▸ What this task involves:
The answer must be an exact copy of every entry.

##########

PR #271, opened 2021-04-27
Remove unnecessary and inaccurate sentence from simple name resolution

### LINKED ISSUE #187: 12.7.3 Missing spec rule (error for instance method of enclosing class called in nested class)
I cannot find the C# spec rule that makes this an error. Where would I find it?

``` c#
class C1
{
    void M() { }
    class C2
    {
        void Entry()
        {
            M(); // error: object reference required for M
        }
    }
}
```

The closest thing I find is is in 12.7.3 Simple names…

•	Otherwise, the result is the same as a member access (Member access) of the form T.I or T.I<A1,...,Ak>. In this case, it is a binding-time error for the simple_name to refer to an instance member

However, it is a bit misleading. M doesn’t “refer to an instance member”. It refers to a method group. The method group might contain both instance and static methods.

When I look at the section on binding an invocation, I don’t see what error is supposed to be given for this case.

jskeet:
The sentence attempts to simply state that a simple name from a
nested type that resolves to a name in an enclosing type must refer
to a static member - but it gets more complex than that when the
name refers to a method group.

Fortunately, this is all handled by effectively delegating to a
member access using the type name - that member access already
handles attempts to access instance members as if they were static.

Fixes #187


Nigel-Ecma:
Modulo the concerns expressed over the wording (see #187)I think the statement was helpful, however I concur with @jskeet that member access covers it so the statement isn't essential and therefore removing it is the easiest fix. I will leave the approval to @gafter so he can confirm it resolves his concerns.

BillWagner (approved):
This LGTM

##########

▸ Your response:
PR #271, opened 2021-04-27
Remove unnecessary and inaccurate sentence from simple name resolution

### LINKED ISSUE #187: 12.7.3 Missing spec rule (error for instance method of enclosing class called in nested class)
I cannot find the C# spec rule that makes this an error. Where would I find it?

``` c#
class C1
{
    void M() { }
    class C2
    {
        void Entry()
        {
            M(); // error: object reference required for M
        }
    }
}
```

The closest thing I find is is in 12.7.3 Simple names…

•	Otherwise, the result is the same as a member access (Member access) of the form T.I or T.I<A1,...,Ak>. In this case, it is a binding-time error for the simple_name to refer to an instance member

However, it is a bit misleading. M doesn’t “refer to an instance member”. It refers to a method group. The method group might contain both instance and static methods.

When I look at the section on binding an invocation, I don’t see what error is supposed to be given for this case.

jskeet:
The sentence attempts to simply state that a simple name from a
nested type that resolves to a name in an enclosing type must refer
to a static member - but it gets more complex than that when the
name refers to a method group.

Fortunately, this is all handled by effectively delegating to a
member access using the type name - that member access already
handles attempts to access instance members as if they were static.

Fixes #187


Nigel-Ecma:
Modulo the concerns expressed over the wording (see #187)I think the statement was helpful, however I concur with @jskeet that member access covers it so the statement isn't essential and therefore removing it is the easiest fix. I will leave the approval to @gafter so he can confirm it resolves his concerns.

BillWagner (approved):
This LGTM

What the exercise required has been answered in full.